Article marketing is a buzz term at the moment since everybody knows that if you know how to write articles then you can make money writing content, not only for your own website, but also for those of others. Never have article ghost writers been in greater demand for articles used in website promotion.
And why is this? Because of the emphasis Google and other search engines are not only putting on articles as web page content, but also because they are looking upon article directories as excellent sources of good content, and an article on a good directory is worth its weight in gold in terms of link popularity.
To Google, link popularity is a measure of how relevant and important your web page is to the keyword it is based upon, and therefore an important aspect of the optimization of your web page for a high listing in search engine results pages for your keyword. The important term here, then, is ‘keyword’.
The Importance of Keyword Research in Article Marketing
Without the right keyword, your article might never be read: at least not read by those people you are targeting, and when that happens your landing page that is contained under the link in your author’s resource box will likely be irrelevant to those that click through to it. Finding the right keyword is one of the best website promotion techniques available to you.
It is important in article marketing, therefore, that having decided upon the topic of your article, you find out the best keywords to use with it. You can choose keywords in three different ways:
a) The most popular, so that you have a large number of people seeking your keyword,
b) The one with least supply, so that your competition is as low as possible, or
c) A combination of each so that you have an average demand with as low a supply as possible.
Although most keyword courses will tell you that the third option is best, it actually depends upon what you are using the keyword for. It is absolutely correct that you should choose a keyword with maximum demand and minimum supply to use on a web page, where you are competing with every other web page on the internet providing the same type of information. However, such keywords are no longer easy to find, and although they are there if your dig deeply enough, you often have a decision to make.
Long-tail Keywords
For web page purposes it is frequently more profitable to seek a large number of what are known as ‘long-tail’ keywords, consisting of several words (in internet parlance a keyphrase of 5 words is nevertheless still referred to as a ‘keyword’). You then design a web page for each so that you can get the bulk of search engine users of these less popular keywords to your web pages.
You could easily end up with more visitors to your website than if you designed one page for a more popular keyword, but with a lot of competing web pages so that you get only a very small proportion of that traffic to your site.

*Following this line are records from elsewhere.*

PR #1766, opened 2025-12-10
doc: update add-permission command doc

kian99:
## Description
This PR updates some outdated help text on the `add-permission` command on the jaas cli.

The easiest way to cross-reference these changes is to look at our tag resolver code at `internal/jimm/permissions/tagresolver.go` and at our OpenFGA auth model at `openfga/authorisation_model.fga`.

### DIFF
--- a/cmd/jaas/cmd/permission.go
+++ b/cmd/jaas/cmd/permission.go
@@ -41,6 +41,10 @@ These are used to define access control between resources.
 The object and target object must be of the form <tag>-<objectname> or <tag>-<object-uuid>
 E.g. "user-Alice" or "controller-MyController"
 
+Certain reserved tags exist to denote specific resource types:
+- The user-everyone@external tag represents all users.
+- The controller-jimm tag represents the JIMM controller itself.
+
 -f    Read from a file where filename is the location of a JSON encoded file of the form:
     [
         {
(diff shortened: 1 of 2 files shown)


cmd/jaas/cmd/permission.go
```diff
@@ -56,21 +56,28 @@ E.g. "user-Alice" or "controller-MyController"
...
     member
 
+If target_object is a role, the relation can only be:
+
+	assignee
+
 If target_object is a controller, the relation can be one of:
 
-    loginer
+    audit_log_viewer
```
alesstimec: we should mention this relation only makes sense with the JIMM controller, but will have no effects for others

cmd/jaas/cmd/permission.go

Article Marketing Provides two Sources of Traffic
With articles, however, you have two sources of traffic. One is from organic search engine searches, as a result of which your article could appear high in the listings. This is because the directory pages that hold your articles are themselves scanned by Google and other engines, and can themselves be listed. In such cases, you should be seeking competitive keywords, so that you have the most users but with the fewest other websites offering the same keyword.
However, the second is the article directory itself, and in spite of what you might read some trying to tell you, article directories are read by many people. Those that say nobody reads the articles on the directories are talking tosh because I can have any of my articles read by over 2000 people over the directories I submit to. 150 reads is common on Article Avenue, and I can get even more on EzineArticles. It’s probably a lot more than 2000 over the 100 or so directories, ezines and emails addresses to which my articles are submitted.

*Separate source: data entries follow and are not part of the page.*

PR #1767, opened 2025-12-11
test(migrate-e2e): migrate jimmSuite to websocketE2Esuite

SimoneDutto:
# Description

In this pr i migrate the jimmSuite to the new websocketE2ESuite.

To do so we need to do some adjustments:
- modelName and cloudName are not hardcoded but generated with `petname`, to make sure we can then parallelize these tests in the future
- change the `controllers.yaml` file to contain all ip addresses for a controller
- change the assert func to check for controller info to check all the expected addrs are present in the response. We need a custom assert function because JIMM is setting controller addresses from the response from the Juju controller, which contains 127.0.0.1 and :: we want to exclude from the comparison.

### DIFF
--- a/internal/jujuapi/jimm_unit_test.go
+++ b/internal/jujuapi/jimm_unit_test.go
@@ -4,16 +4,21 @@ package jujuapi_test
 
 import (
 	"context"
+	"testing"
+	"time"
 
+	qt "github.com/frankban/quicktest"
 	"github.com/google/uuid"
 	jujuparams "github.com/juju/juju/rpc/params"
 	"github.com/juju/names/v5"
 	gc "gopkg.in/check.v1"
 
+	"github.com/canonical/jimm/v3/internal/db"
 	"github.com/canonical/jimm/v3/internal/dbmodel"
 	"github.com/canonical/jimm/v3/internal/errors"
 	"github.com/canonical/jimm/v3/internal/jimm"
 	"github.com/canonical/jimm/v3/internal/jimm/bootstrap"
+	"github.com/canonical/jimm/v3/internal/jujuapi"
 	"github.com/canonical/jimm/v3/internal/openfga"
 	"github.com/canonical/jimm/v3/internal/testutils/jimmtest"
 	"github.com/canonical/jimm/v3/internal/testutils/jimmtest/mocks"
@@ -322,4 +327,66 @@ func (s *jimmUnitTestSuite) TestStartDestroyControllerJob(c *gc.C) {
 	ctrlInfo.Models = append(ctrlInfo.Models, dbmodel.Model{})
 	_, err = root.StartDestroyControllerJob(ctx, req)
 	c.Assert(err, gc.ErrorMatches, "cannot destroy controller with models")
+}
+
+// TestAuditLogAPIParamsConversion tests the conversion of API params to a AuditLogFilter struct.
+// Note that this test doesn't require a running Juju/JIMM controller so it doesn't use gc + the jimmSuite.
+func TestAuditLogAPIParamsConversion(t *testing.T) {
+	c := qt.New(t)
+	testCases := []struct {
+		about   string
+		request apiparams.FindAuditEventsRequest
+		result  db.AuditLogFilter
+		err     error
+	}{
+		{
+			about: "Test basic conversion",
+			request: apiparams.FindAuditEventsRequest{
+				After:    "2023-08-14T00:00:00Z",
+				Before:   "2023-08-14T00:00:00Z",
+				UserTag:  "user-alice",
+				Model:    "123",
+				Method:   "Deploy",
+				Offset:   10,
+				Limit:    10,
+				SortTime: false,
+			},
+			result: db.AuditLogFilter{
+				Start:       time.Date(2023, 8, 14, 0, 0, 0, 0, time.UTC),
+				End:         time.Date(2023, 8, 14, 0, 0, 0, 0, time.UTC),
+				IdentityTag: "user-alice",
+				Model:       "123",
+				Method:      "Deploy",
+				Offset:      10,
+				Limit:       10,
+				SortTime:    false,
+			},
+		}, {
+			about: "Test limit lower bound",
+			request: apiparams.FindAuditEventsRequest{
+				Limit: 0,
+			},
+			result: db.AuditLogFilter{
+				Limit: jujuapi.AuditLogDefaultLimit,
+			},
+		}, {
+			about: "Test limit upper bound",
+			request: apiparams.FindAuditEventsRequest{
+				Limit: jujuapi.AuditLogUpperLimit + 1,
+			},
+			result: db.AuditLogFilter{
+				Limit: jujuapi.AuditLogUpperLimit,
+			},
+		},
+	}
+	for _, test := range testCases {
+		c.Log(test.about)
+		res, err := jujuapi.AuditParamsToFilter(test.request)
+		if test.err == nil {
+			c.Assert(err, qt.IsNil)
+			c.Assert(res, qt.DeepEquals, test.result)
+		} else {
+			c.Assert(err, qt.ErrorMatches, test.err)
+		}
+	}
 }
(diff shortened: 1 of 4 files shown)


testing/jimm_test.go
```diff
@@ -449,81 +458,26 @@ func (s *jimmSuite) TestAuditLog(c *gc.C) {
...
 	defer conn.Close()
 	client := api.NewClient(conn)
 	evs, err := client.FindAuditEvents(&apiparams.FindAuditEventsRequest{Method: "Deploy"})
 	c.Assert(err, gc.Equals, nil)
 	c.Assert(len(evs.Events), gc.Equals, 0)
 }
 
-// TestAuditLogAPIParamsConversion tests the conversion of API params to a AuditLogFilter struct.
-// Note that this test doesn't require a running Juju/JIMM controller so it doesn't use gc + the jimmSuite.
-func TestAuditLogAPIParamsConversion(t *testing.T) {
```
SimoneDutto, line 527: moved to `jimm_unit_test.go`

internal/jujuapi/jimm_unit_test.go
```diff
@@ -4,16 +4,21 @@ package jujuapi_test
 
 import (
 	"context"
+	"testing"
+	"time"
 
+	qt "github.com/frankban/quicktest"
```
luci1900, line 10: Took me a minute to figure out this has nothing to do with https://hackage.haskell.org/package/QuickCheck

testing/jimm_test.go
```diff
@@ -140,41 +143,43 @@ func (s *jimmSuite) TestAddControllerPublicAddressWithoutPort(c *gc.C) {
...
 	c.Assert(err, gc.Equals, nil)
-	c.Assert(ci, jc.DeepEquals, apiparams.ControllerInfo{
-		Name:          "controller-2",
-		UUID:          info.ControllerUUID,
-		APIAddresses:  info.Addrs,
-		CACertificate: info.CACert,
-		CloudTag:      names.NewCloudTag(jimmtest.TestCloudName).String(),
-		CloudRegion:   jimmtest.TestCloudRegionName,
-		AgentVersion:  s.Model.Controller.AgentVersion,
+	ciExpected := apiparams.ControllerInfo{
```
luci1900, line 247: This is a slight readability improvement, imo.

internal/testutils/jimmtest/e2e_suite.go
```diff
@@ -80,10 +80,22 @@ func GetControllersConfig(c *gc.C) *ControllersConfig {
 	return &config
 }
 
+// GetOneControllerConfig retrieves one controller configuration
+// from the controllers config file. It can be used in tests when
+// a valid controller config is needed.
+func (s *E2ESuite) GetOneControllerConfig(c *gc.C) (string, ControllerInfo) {
```
luci1900, line 86: I'd say `GetFirstControllerConfig`.

luci1900 (approved):
Looks good, random names are nice.

Just one nitpick on method name.

internal/testutils/jimmtest/e2e_suite.go
kian99: First could also be tricky since we're iterating over a map (I think?) so the order would be random.

testing/jimm_test.go
```diff
@@ -102,32 +103,34 @@ func (s *jimmSuite) TestListControllersUnauthorized(c *gc.C) {
...
+
 	tests := []struct {
 		req           apiparams.AddControllerRequest
 		expectedError string
 	}{{
 		req: apiparams.AddControllerRequest{
 			Name:          "controller-2",
 			PublicAddress: "controller.test.com",
-			CACertificate: s.APIInfo(c).CACert,
+			CACertificate: conf.ToAPIInfo().CACert,
```
kian99, line 202: Can't we just keep the method signature the same and put it on `jimmSuite` then there will be less work to change future suites.

kian99 (commented):
Looks good but I think we can make some tweaks to have less LOC going forward. Lmk

internal/testutils/jimmtest/e2e_suite.go
SimoneDutto: yeah, it's a random one because ranging on a map is random. And it is for the better because when we add multiple controllers these tests should pass regardless of the one it's picked

testing/jimm_test.go
SimoneDutto: the only issue i see with this is that there is no such a thing as `s.APIINfo(c)` because we need to pick a random controller first to extract the APIInfo out of.

So it would be something like `s.GetOneApiInfo` which is a change nonetheless

kian99: But you can just rename it afterwards. Keep it called `ApiInfo`, do the same thing as `GetOneApiInfo()` and leave a note in the docstring to rename it later.

SimoneDutto: thinking about it, you can't.

Because there are other examples where you do:
`conf.ToAPIInfo().CACert` and afterwards `conf.ToAPIInfo().Addrs`

if we create a s.APIInfo(c) which randomly pick one it wouldn't work.

So in anycase this needs changing

internal/testutils/jimmtest/e2e_suite.go
luci1900: I was trying to figure out if it deliberately randomises on iteration or if it's just bucket/insertion order. If it's not stably ordered, it'd be nice to make it deliberately random ourselves.

luci1900: Merely "not guaranteed to be ordered" could mean "often the same order" https://go.dev/blog/maps#iteration-order

SimoneDutto: yeah, but i wouldn't bother too much. It doesn't matter, it can pick always the same or always different ones, the test should never fail because of it

testing/jimm_test.go
kian99: I don't follow, isn't `GetOneControllerConfig` randomly picking one? Surely we can do the same thing as before, i.e. the functions assume only 1 controller exists attached to JIMM then we can add a new function like `s.ToSpecificAPiInfo()` later when we need it?

SimoneDutto: i'll try to explain the best as i can:
there is a test that was previously like this:
```
c.Check(ci, jc.DeepEquals, apiparams.ControllerInfo{
		Name:          "controller-1",
		UUID:          s.Model.Controller.UUID,
		APIAddresses:  s.APIInfo(c).Addrs,
		CACertificate: s.APIInfo(c).CACert,
		CloudTag:      names.NewCloudTag(jimmtest.TestCloudName).String(),
		CloudRegion:   jimmtest.TestCloudRegionName,
		AgentVersion:  s.Model.Controller.AgentVersion,
		Status: jujuparams.EntityStatus{
			Status: "available",
		},
	})
```

if we create:
```
func (suite) APIInfo {
   // randomly pick one from the conf and returns the APIInfo for it 
}
```

then this test would be wrong, because the `APIAddresses` and `CaCertificate` can potentially belong to different confs.

`s.APIInfo` before was working because it was assuming always a single controller was associated to the `ConnSuite` but this assumption is wrong now.
And i think it's more correct to get the conf from a random controller and then convert it to `APIInfo` after, even if it is 3 LOC changes.

Also, there are only 2 other occurencies of s.APIINfo in the `jujuapi` pkg we are migrating.
image

kian99: I think I understand a bit better, so `s.APIInfo()` would return a different controller each time, which means you might get different controllers when it calls,
```
APIAddresses:  s.APIInfo(c).Addrs,
CACertificate: s.APIInfo(c).CACert,
```
But you can fix this behind the scenes by picking one controller at the start of the test/suite and always returning that from s.APIInfo. Wdyt?

kian99: I'd just like to see as few LOC changed while we migrate

SimoneDutto: yeah, i guess i could keep the "one controller" on the struct. However:
- i don't see the point, these changes are already in and only other 2 are expected
- if i pick it per test once we parallelize the suite we need to handle this per test randomization
- if i pick it per suite we run all the tests against the same controller, which is not bad, but it's nice to have the randomization

kian99: Resolving, I didn't there were not much more uses of `s.APIInfo(c)`

kian99 (approved):

ale8k (approved):
lgtm after reviewing the existing comments.

PR #1768, opened 2025-12-11
test(migrate): migrate apiSuite and userManagerSuite

SimoneDutto:


testing/api_test.go
```diff
@@ -0,0 +1,42 @@
...
+	c.Assert(err, gc.Equals, nil)
+	u := url.URL{
+		Scheme: "wss",
+		Host:   serverURL.Host,
+		Path:   fmt.Sprintf("/models/%s/commands", s.Model.UUID.String),
+	}
+	dial := websocket.DefaultDialer
+	dial.TLSClientConfig = &tls.Config{
+		InsecureSkipVerify: true,
+	}
```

What I am coming to is that article directories have their own search boxes that people use to find articles on their niche, and that is where you need to use the most popular keywords, and not the most competitive. Supply doesn’t matter so much as demand in this case. Website promotion involves an understanding of the medium you are using.
Article Keywords are of Two Types
So, to finish up, choose a keyword for your article that has massive demand, irrespective of supply, and another that has a good balance between supply and demand – at best lots of supply and no demand (though you won’t find that it is the Nirvana).
But you get the idea: cater for both the search engine listings for your article and also the terms that the directory users will use when searching for articles. Get both right and you will maximize the traffic to your website by virtue of your article. Improve your website promotion techniques by learning how to write articles using the right keywords and you will make the most of article marketing to your benefit.